While the agency’s information technology, diplomatic security and legal adviser divisions were not made aware of the setup, those facts only came to light in an inspector general’s report that was published last month.In delaying saying whether Clinton’s email system was approved by the State Department, the agency created the perception that the Democratic presidential candidate’s email system was allowed. Clinton herself has made the same claim. The IG report thoroughly debunked that notion, however.

On March 3, 2015, Bellinger, now an attorney with Arnold & Porter, emailed principal deputy legal adviser Mary McLeod and deputy legal advisor Richard Visek of the State Department’s office of legal affairs raising several concerns with how spokeswoman Marie Harf was spinning the scandal.

He took issue with Harf’s implication that the office of the legal adviser signed off on Clinton’s email system and that her email practices were similar to past secretaries of state Condoleezza Rice and Colin Powell.

“I’m sorry you guys are getting put through the wringer today,” Bellinger wrote in his first email, which The Daily Caller received as part of a Freedom of Information Act lawsuit against the State Department.

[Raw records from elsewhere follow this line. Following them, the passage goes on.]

PR #4241, opened 2021-01-11
fix yaml.safe{Load,Dump} in ui

### LINKED ISSUE #4239: Task create page only shows an error
**Describe the bug**
When trying to create a task, the error `Function yaml.safeDump is removed in js-yaml 4. Use yaml.dump instead, which is now safe by default.` is seen. It looks like this was caused by an upgrade to `js-yaml`.

**To Reproduce**

1. Go to the task creation page
2. See error

**Expected behavior**
The task creation page should display the task editor.

**Taskcluster version**
v40.0.0

djmitche:
🤦🏽 

I think Webpack didn't because safeLoad and safeDump are still *deifned*, they are just functions that throw an error.  Typescript would hopefully have caught this?

Github Bug/Issue: Fixes #4239

### DIFF
--- a/changelog/issue-4239.md
+++ b/changelog/issue-4239.md
@@ -1,0 +1,5 @@
+audience: users
+level: patch
+reference: issue 4239
+---
+This version fixes a bug in the user-interface causing messages about `yaml.safeDump` having been removed.  The developers regret te error.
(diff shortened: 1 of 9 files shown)


djmitche:
(I did test this fix manually)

The watchdog group Cause of Action filed the suit on TheDC’s behalf.

Bellinger offered two suggestions to McLeod and Visek.

“Please make sure that Marcie [sic] Harf doesn’t keep saying that Secretary Rice did the same thing. As you know, that is not correct, and Secretary Rice has corrected the record,” wrote Bellinger, who continues to serve as Rice’s personal counsel.

During her March 3 daily press briefing Harf defended Clinton’s email arrangement saying that she “was following what had been the practice of previous secretaries.”

The implication was that Clinton’s immediate predecessors, Rice and Powell, used email in the same way Clinton did. Harf did clarify later that Rice did not use personal email while Powell sometimes did.

Bellinger also bristled at the implication that the office of the legal adviser had approved of Clinton’s foolhardy setup.

Related reading: State Dept.: 75-year wait for Clinton aide emails

“I’m getting calls from people (press and former USG lawyers) asking whether State lawyers actually approved letting Secretary Clinton use a State [BlackBerry] for official business using a personal email account, and then to keep the emails,” he continued.

State Department spokesperson Marie Harf speaks during a press briefing at the State Department June 1, 2015 in Washington, D.C.

“Marcie [sic] Harf is implying that State approved this practice (and this suggests that L approved it, though she didn’t say so specifically). As someone who wants to defend L’s reputation, I would urge you to defend the credibility of L as good and careful administrative lawyers, and don’t let the spokesman give L a bad name. I can’t believe that L would have approved this, and you shouldn’t let Marcie Harf imply that you did.”

“L” refers to the State Department’s Office of the Legal Adviser which, according to its website, “furnishes advice on all legal issues, domestic and international, arising in the course of the Department’s work.”

The emails were released to TheDC just as the State Department’s press shop is facing intense scrutiny after spokesman John Kirby admitted that an agency official ordered the excision of eight minutes of video from a Dec. 2, 2013 press briefing discussing nuclear negotiations between the U.S. and Iran.

The State Department has refused to conduct a detailed investigation of the matter, leaving the identity of the official who ordered the deletion to remain a mystery.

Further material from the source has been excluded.